PR #1016, opened 2023-09-17
Empty struct init alternate

WalterSmuts:
Fixes: https://github.com/hylo-lang/hylo/issues/997

Alternative approach to https://github.com/hylo-lang/hylo/pull/1014

### DIFF
--- a/Sources/IR/Emitter.swift
+++ b/Sources/IR/Emitter.swift
@@ -316,6 +316,14 @@ struct Emitter {
     insertionPoint = .end(of: entry)
     let bodyFrame = Frame(locals: locals)
     let returnSite = pushing(bodyFrame, { $0.lowerStatements($0.ast[d].body!, expecting: .void) })
+
+    let receiverLayout = AbstractTypeLayout(of: program[d].receiver.type, definedIn: program)
+
+    // If the object is empty, simply mark it initialized.
+    if receiverLayout.properties.isEmpty {
+      let receiver = entry.parameter(0)
+      insert(module.makeMarkState(receiver, initialized: true, at: ast[d].site))
+    }
     insert(module.makeReturn(at: returnSite))
   }
 
--- a/Tests/HyloTests/TestCases/Lowering/EmptyStruct.hylo
+++ b/Tests/HyloTests/TestCases/Lowering/EmptyStruct.hylo
@@ -1,5 +1,5 @@
-//- lowerToFinishedIR expecting: failure
+//- lowerToFinishedIR expecting: success
 
 public type Foo {
-  public init() { }  //! diagnostic set parameter not initialized before function returns
+  public init() { }
 }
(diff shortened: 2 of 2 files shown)


Sources/IR/Emitter.swift
```diff
@@ -316,6 +316,15 @@ struct Emitter {
...
     let bodyFrame = Frame(locals: locals)
     let returnSite = pushing(bodyFrame, { $0.lowerStatements($0.ast[d].body!, expecting: .void) })
+
+    let receiverType: AnyType = program[d].receiver.type
+    let layout = AbstractTypeLayout(of: receiverType, definedIn: program)
+    let receiver = entry.parameter(0)
+
+    // If the object is empty, simply mark it initialized.
+    if layout.properties.isEmpty {
+      insert(module.makeMarkState(receiver, initialized: true, at: ast[d].site))
```
kyouko-taiga, line 326:
```suggestion
    // If the object is empty, simply mark it initialized.
    if layout.properties.isEmpty {
      let receiver = entry.parameter(0)
      insert(module.makeMarkState(receiver, initialized: true, at: ast[d].site))
```

Sources/IR/Emitter.swift
```diff
@@ -316,6 +316,15 @@ struct Emitter {
     insertionPoint = .end(of: entry)
     let bodyFrame = Frame(locals: locals)
     let returnSite = pushing(bodyFrame, { $0.lowerStatements($0.ast[d].body!, expecting: .void) })
+
+    let receiverType: AnyType = program[d].receiver.type
+    let layout = AbstractTypeLayout(of: receiverType, definedIn: program)
```
kyouko-taiga, line 321:
```suggestion
    let layout = AbstractTypeLayout(of: program[d].receiver.type, definedIn: program)
```

kyouko-taiga (approved):
I like this approach much better.

Sources/IR/Emitter.swift
WalterSmuts: Good suggestion. Have included it in my most recent `git push --force`

Sources/IR/Emitter.swift
WalterSmuts: Good suggestion. Have included it in my most recent `git push --force`

WalterSmuts:
> I like this approach much better.

Agreed. There is also a couple of other situations where this approach is already in use:
https://github.com/hylo-lang/hylo/blob/main/Sources/IR/Emitter.swift#L703-L708
https://github.com/hylo-lang/hylo/blob/main/Sources/IR/Emitter.swift#L725-L730
https://github.com/hylo-lang/hylo/blob/main/Sources/IR/Emitter.swift#L2381-L2385
https://github.com/hylo-lang/hylo/blob/main/Sources/IR/Emitter.swift#L2402-L2406

Would be inconsistent not to use the same approach for all these cases.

## [What is being asked]
The entries above should be set down again exactly as they appear.

## [Written response]
PR #1016, opened 2023-09-17
Empty struct init alternate

WalterSmuts:
Fixes: https://github.com/hylo-lang/hylo/issues/997

Alternative approach to https://github.com/hylo-lang/hylo/pull/1014

### DIFF
--- a/Sources/IR/Emitter.swift
+++ b/Sources/IR/Emitter.swift
@@ -316,6 +316,14 @@ struct Emitter {
     insertionPoint = .end(of: entry)
     let bodyFrame = Frame(locals: locals)
     let returnSite = pushing(bodyFrame, { $0.lowerStatements($0.ast[d].body!, expecting: .void) })
+
+    let receiverLayout = AbstractTypeLayout(of: program[d].receiver.type, definedIn: program)
+
+    // If the object is empty, simply mark it initialized.
+    if receiverLayout.properties.isEmpty {
+      let receiver = entry.parameter(0)
+      insert(module.makeMarkState(receiver, initialized: true, at: ast[d].site))
+    }
     insert(module.makeReturn(at: returnSite))
   }
 
--- a/Tests/HyloTests/TestCases/Lowering/EmptyStruct.hylo
+++ b/Tests/HyloTests/TestCases/Lowering/EmptyStruct.hylo
@@ -1,5 +1,5 @@
-//- lowerToFinishedIR expecting: failure
+//- lowerToFinishedIR expecting: success
 
 public type Foo {
-  public init() { }  //! diagnostic set parameter not initialized before function returns
+  public init() { }
 }
(diff shortened: 2 of 2 files shown)


Sources/IR/Emitter.swift
```diff
@@ -316,6 +316,15 @@ struct Emitter {
...
     let bodyFrame = Frame(locals: locals)
     let returnSite = pushing(bodyFrame, { $0.lowerStatements($0.ast[d].body!, expecting: .void) })
+
+    let receiverType: AnyType = program[d].receiver.type
+    let layout = AbstractTypeLayout(of: receiverType, definedIn: program)
+    let receiver = entry.parameter(0)
+
+    // If the object is empty, simply mark it initialized.
+    if layout.properties.isEmpty {
+      insert(module.makeMarkState(receiver, initialized: true, at: ast[d].site))
```
kyouko-taiga, line 326:
```suggestion
    // If the object is empty, simply mark it initialized.
    if layout.properties.isEmpty {
      let receiver = entry.parameter(0)
      insert(module.makeMarkState(receiver, initialized: true, at: ast[d].site))
```

Sources/IR/Emitter.swift
```diff
@@ -316,6 +316,15 @@ struct Emitter {
     insertionPoint = .end(of: entry)
     let bodyFrame = Frame(locals: locals)
     let returnSite = pushing(bodyFrame, { $0.lowerStatements($0.ast[d].body!, expecting: .void) })
+
+    let receiverType: AnyType = program[d].receiver.type
+    let layout = AbstractTypeLayout(of: receiverType, definedIn: program)
```
kyouko-taiga, line 321:
```suggestion
    let layout = AbstractTypeLayout(of: program[d].receiver.type, definedIn: program)
```

kyouko-taiga (approved):
I like this approach much better.

Sources/IR/Emitter.swift
WalterSmuts: Good suggestion. Have included it in my most recent `git push --force`

Sources/IR/Emitter.swift
WalterSmuts: Good suggestion. Have included it in my most recent `git push --force`

WalterSmuts:
> I like this approach much better.

Agreed. There is also a couple of other situations where this approach is already in use:
https://github.com/hylo-lang/hylo/blob/main/Sources/IR/Emitter.swift#L703-L708
https://github.com/hylo-lang/hylo/blob/main/Sources/IR/Emitter.swift#L725-L730
https://github.com/hylo-lang/hylo/blob/main/Sources/IR/Emitter.swift#L2381-L2385
https://github.com/hylo-lang/hylo/blob/main/Sources/IR/Emitter.swift#L2402-L2406

Would be inconsistent not to use the same approach for all these cases.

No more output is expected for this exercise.